▶ _PROBLEM DESCRIPTION_:
Repeat the records below line by line, exactly, finishing on the line that contains "3. Generate a".

Saved data entries:
______________________________
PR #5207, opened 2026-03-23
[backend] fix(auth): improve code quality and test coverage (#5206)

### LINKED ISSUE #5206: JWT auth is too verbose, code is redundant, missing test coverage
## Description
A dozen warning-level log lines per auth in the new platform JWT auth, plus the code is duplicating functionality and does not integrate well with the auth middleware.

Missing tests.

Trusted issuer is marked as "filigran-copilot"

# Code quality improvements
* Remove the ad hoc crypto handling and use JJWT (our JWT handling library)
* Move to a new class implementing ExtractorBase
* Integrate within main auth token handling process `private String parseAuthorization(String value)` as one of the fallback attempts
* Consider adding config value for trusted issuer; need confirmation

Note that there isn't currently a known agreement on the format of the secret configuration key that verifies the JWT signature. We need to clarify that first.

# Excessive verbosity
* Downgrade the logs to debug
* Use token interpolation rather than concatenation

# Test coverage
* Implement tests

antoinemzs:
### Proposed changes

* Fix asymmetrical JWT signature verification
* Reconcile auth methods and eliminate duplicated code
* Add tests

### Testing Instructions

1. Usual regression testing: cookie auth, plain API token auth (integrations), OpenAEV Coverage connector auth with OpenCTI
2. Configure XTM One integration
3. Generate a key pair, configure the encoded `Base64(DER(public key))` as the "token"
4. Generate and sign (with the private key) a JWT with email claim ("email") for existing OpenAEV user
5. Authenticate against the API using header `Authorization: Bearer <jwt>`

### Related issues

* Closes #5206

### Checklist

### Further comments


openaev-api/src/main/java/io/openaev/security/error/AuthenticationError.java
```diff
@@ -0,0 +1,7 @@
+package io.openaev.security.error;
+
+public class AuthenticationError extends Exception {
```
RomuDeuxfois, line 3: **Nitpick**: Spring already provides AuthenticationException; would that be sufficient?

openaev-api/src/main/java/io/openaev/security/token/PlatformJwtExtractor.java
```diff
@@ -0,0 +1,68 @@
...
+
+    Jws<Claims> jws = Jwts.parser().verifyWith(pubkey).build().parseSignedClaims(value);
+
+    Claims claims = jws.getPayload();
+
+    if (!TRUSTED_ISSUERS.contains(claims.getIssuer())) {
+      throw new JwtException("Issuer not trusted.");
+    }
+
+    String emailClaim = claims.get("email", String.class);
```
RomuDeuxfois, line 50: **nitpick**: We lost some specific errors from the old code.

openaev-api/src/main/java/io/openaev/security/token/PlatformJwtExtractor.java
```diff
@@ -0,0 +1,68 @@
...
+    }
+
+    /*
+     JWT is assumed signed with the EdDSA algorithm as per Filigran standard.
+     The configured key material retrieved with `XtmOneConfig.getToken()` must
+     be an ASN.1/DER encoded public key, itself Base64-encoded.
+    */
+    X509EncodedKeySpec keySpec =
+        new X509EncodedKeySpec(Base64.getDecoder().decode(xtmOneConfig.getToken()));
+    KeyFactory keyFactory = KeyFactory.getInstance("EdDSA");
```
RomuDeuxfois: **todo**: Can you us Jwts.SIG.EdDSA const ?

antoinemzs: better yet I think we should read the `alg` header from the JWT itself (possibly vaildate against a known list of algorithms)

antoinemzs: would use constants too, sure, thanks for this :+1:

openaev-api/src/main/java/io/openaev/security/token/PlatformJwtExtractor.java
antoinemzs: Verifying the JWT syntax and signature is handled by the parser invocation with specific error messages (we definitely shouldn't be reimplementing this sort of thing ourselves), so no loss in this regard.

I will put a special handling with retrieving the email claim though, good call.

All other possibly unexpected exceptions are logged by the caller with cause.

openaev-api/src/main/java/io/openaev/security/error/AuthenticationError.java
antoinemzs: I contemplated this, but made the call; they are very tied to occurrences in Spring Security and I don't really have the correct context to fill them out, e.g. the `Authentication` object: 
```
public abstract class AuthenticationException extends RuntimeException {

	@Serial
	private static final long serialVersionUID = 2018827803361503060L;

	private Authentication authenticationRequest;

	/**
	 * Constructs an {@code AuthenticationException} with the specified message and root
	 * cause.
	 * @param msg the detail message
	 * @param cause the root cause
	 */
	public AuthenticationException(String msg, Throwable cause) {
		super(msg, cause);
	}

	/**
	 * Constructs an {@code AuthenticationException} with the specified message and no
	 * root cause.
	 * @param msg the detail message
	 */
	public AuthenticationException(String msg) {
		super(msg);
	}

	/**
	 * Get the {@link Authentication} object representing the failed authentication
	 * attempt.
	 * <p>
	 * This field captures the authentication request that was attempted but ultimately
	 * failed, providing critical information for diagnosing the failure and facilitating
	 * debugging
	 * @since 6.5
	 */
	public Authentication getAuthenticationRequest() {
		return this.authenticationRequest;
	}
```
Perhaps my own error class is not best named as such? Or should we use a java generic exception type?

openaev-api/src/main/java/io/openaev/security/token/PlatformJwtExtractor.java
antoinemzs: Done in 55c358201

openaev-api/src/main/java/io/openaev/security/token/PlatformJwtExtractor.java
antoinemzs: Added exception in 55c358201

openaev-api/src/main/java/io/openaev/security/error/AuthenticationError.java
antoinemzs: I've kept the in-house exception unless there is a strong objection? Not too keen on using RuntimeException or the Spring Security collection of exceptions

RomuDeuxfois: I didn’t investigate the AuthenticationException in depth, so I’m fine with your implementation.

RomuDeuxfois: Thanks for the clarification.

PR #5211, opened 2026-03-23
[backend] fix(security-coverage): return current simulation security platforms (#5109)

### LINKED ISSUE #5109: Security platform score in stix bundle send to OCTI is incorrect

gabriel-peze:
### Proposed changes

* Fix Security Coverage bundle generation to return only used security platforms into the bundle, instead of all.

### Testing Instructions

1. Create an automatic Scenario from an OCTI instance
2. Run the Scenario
______________________________
▶ _SOLUTION TO THIS EXERCISE_:
PR #5207, opened 2026-03-23
[backend] fix(auth): improve code quality and test coverage (#5206)

### LINKED ISSUE #5206: JWT auth is too verbose, code is redundant, missing test coverage
## Description
A dozen warning-level log lines per auth in the new platform JWT auth, plus the code is duplicating functionality and does not integrate well with the auth middleware.

Missing tests.

Trusted issuer is marked as "filigran-copilot"

# Code quality improvements
* Remove the ad hoc crypto handling and use JJWT (our JWT handling library)
* Move to a new class implementing ExtractorBase
* Integrate within main auth token handling process `private String parseAuthorization(String value)` as one of the fallback attempts
* Consider adding config value for trusted issuer; need confirmation

Note that there isn't currently a known agreement on the format of the secret configuration key that verifies the JWT signature. We need to clarify that first.

# Excessive verbosity
* Downgrade the logs to debug
* Use token interpolation rather than concatenation

# Test coverage
* Implement tests

antoinemzs:
### Proposed changes

* Fix asymmetrical JWT signature verification
* Reconcile auth methods and eliminate duplicated code
* Add tests

### Testing Instructions

1. Usual regression testing: cookie auth, plain API token auth (integrations), OpenAEV Coverage connector auth with OpenCTI
2. Configure XTM One integration
3. Generate a key pair, configure the encoded `Base64(DER(public key))` as the "token"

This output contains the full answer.